YOUR TASK:
Which lines of the entries below contain the string "absolutePath"? Copy each one.

DATA FOR REVIEW:
- - - - -
PR #686, opened 2017-06-20
Add MavenArtifactFinder to find a plugin Maven artifact from a local Maven repository.

dmikurube:
@muga Finally, I've split this part from #684. Itself is ready to review and merge -- can you have a look?


embulk-core/src/main/java/org/embulk/plugin/maven/MavenArtifactFinder.java
```diff
@@ -0,0 +1,122 @@
...
+        final Path absolutePath;
+        try {
+            absolutePath = localMavenRepositoryPath.normalize().toAbsolutePath();
+        }
+        catch (IOError ex) {
+            throw new MavenRepositoryNotFoundException(localMavenRepositoryPath, ex);
+        }
+        catch (SecurityException ex) {
+            throw new MavenRepositoryNotFoundException(localMavenRepositoryPath, ex);
+        }
```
- - - - -
YOUR SOLUTION:
+        final Path absolutePath;
+            absolutePath = localMavenRepositoryPath.normalize().toAbsolutePath();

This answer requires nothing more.